DEFRA has given its backing to the idea of a Year of Farming and Food in schools in 2007/08 to help give children a better understanding of where their food comes from.
The idea is to give teachers a framework so they can incorporate agricultural issues into all parts of the national curriculum. A similar idea was implemented in the 1980s to help boost students’ understanding of industry.
The idea of a “farming year” was first raised this spring by the Farming and Countryside Education charity (FACE), which suggested it would help children reconnect with agriculture and the countryside.
DEFRA’s support for the initiative was announced this week as education secretary Alan Johnson revealed he was making 240m available to improve school dinners, train more school cooks and give secondary school pupils the chance to take cookery lessons.
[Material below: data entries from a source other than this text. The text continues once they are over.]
Issue #1811, opened 2023-01-27
heap: unable to refresh curio detail view


tomholford:
This is happening on master (unreleased); perhaps related to the heap state changes in #1784

![image](https://user-images.githubusercontent.com/16504501/215040141-69ceced7-a1ca-420f-a5f3-4f014d9fd499.png)

1. Navigate to a curio detail view
2. Refresh the page

patosullivan:
Same thing is happening with diaries. Looking into it.

PR #1819, opened 2023-01-27
groups: fix for note and curio detail not loading on refresh

patosullivan:
For #1811 

It looks like switching out createState for create probably caused notes/curios to sometimes not return as a proper BigIntOrderedMap. I'm not totally sure why yet, but checking for the existence of the `.get` method stops the bleeding for now.


tomholford (approved):
LGTM

Issue #1529, opened 2022-12-15
groups + talk: layout gets stuck in responsive-small mode


zalberico:
**Describe the bug, optionally with screenshots**
- Be in Talk on desktop
- Make the window narrow until it switches to the mobile view
- Observe making the window wide won't switch back without a hard refresh

jamesacklin:
A bigger issue -- our media query listeners aren't continuously listening to the window size. @arthyn suspected he fixed but this also happens with theming.

We should look at which of these layout bugs occur as a result of Tailwind class names and which come from useIsMobile hook (which aren't as performant).

PR #1820, opened 2023-01-27
clubs: only accept once

### LINKED ISSUE #1565: talk: need to repeatedly accept group dm `invite`
image

`%talk` hash `0vc.9kn8n.68vo6.v4e7g.4mou1.ekqeg.65ttj.avtlg.02t5l.dts7e.qjfk1` still asking me to accept same group DM roughly every time I open it. This was resolved for a day or so and then re-occurred.

arthyn:
This fixes #1565 by ensuring that we hear facts about club's membership and meta even if we haven't visited said club and also by loading all clubs initially so that we can reconcile with whatever is stored in local storage.

This does change our subscriptions so this needs to be communicated with external parties.

Also threw in a fix for the issue of channels on refresh not loading, some console errors about nested buttons with chat reactions, and the issue with media query listeners disappearing #1529.

### DIFF
--- a/desk/app/chat.hoon
+++ b/desk/app/chat.hoon
@@ -321,7 +321,7 @@
   ^+  cor
   ?+    pole  ~|(bad-watch-path/path !!)
       [%imp ~]        ?>(from-self cor)
-      [%club %new ~]  ?>(from-self cor)
+      [%clubs %ui ~]  ?>(from-self cor)
       [%briefs ~]  ?>(from-self cor)
       [%ui ~]  ?>(from-self cor)
       [%dm %invited ~]  ?>(from-self cor)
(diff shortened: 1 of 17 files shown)


patosullivan (approved):
Looks great, works well locally.

tomholford:
>  some console errors about nested buttons with chat reactions

thank you! this was rather obnoxious

tomholford (approved):
This is great! Addresses some annoyances, and unifies the implementation and is thus more maintainable. LGTM

jamesacklin:
Very nice. Do we need state migrations for this?

arthyn:
no state migrations needed, but at the very least @alecananian will likely need to change his subscription for club meta updates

It also emerged that DEFRA has been tasked with increasing the opportunities for small and local producers to supply schools.
Farmers and growers will be encouraged to set up consortia to provide fruit, vegetables, dairy and meat either directly or via wholesalers and other primary suppliers.
“On a practical front, we could also look to break contracts into smaller chunks or lots, which will increase opportunities for local producers and suppliers to tender for contracts,” said a DEFRA spokesman.
Peter Melchett, Soil Association policy director, praised the government for showing a joined-up approach to transforming school meals and attitudes to food.
“We are particularly pleased with the focus on training cooks and the commitment to help more local and organic farm businesses to supply schools,” he said.
Bill Graham, FACE head of education, described a Year of Farming and Food as a one-off opportunity to win the hearts and minds of young people. “We are currently devising the key messages we want to get across.”